AVAILABLE DATA:

PR #116, opened 2015-10-01
Docker dev mode

osheroff:
move maxwell's root into /app

this lets Maxwell work properly with the zdi dev-mode scripts.
@zendesk/rules


vanchi-zendesk:
:+1:

PR #499, opened 2016-12-12
a few logging tweaks

osheroff:
- more accurate heartbeat logging
- better did-not-find messages in tests
- silence makefile

exceedingly minor.

@zendesk/rules


lileeyao:
👍 on green

PR #500, opened 2016-12-14
let HeartbeatRowMap advance the binlog position

osheroff:
this will cause an extra update to `positions` -- the flow now will go 

1.  Reading data triggers a position update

TASK PROMPT:
If a line in the entries holds the string "mode", copy it.

RESULT OF THIS EXERCISE:
Docker dev mode
this lets Maxwell work properly with the zdi dev-mode scripts.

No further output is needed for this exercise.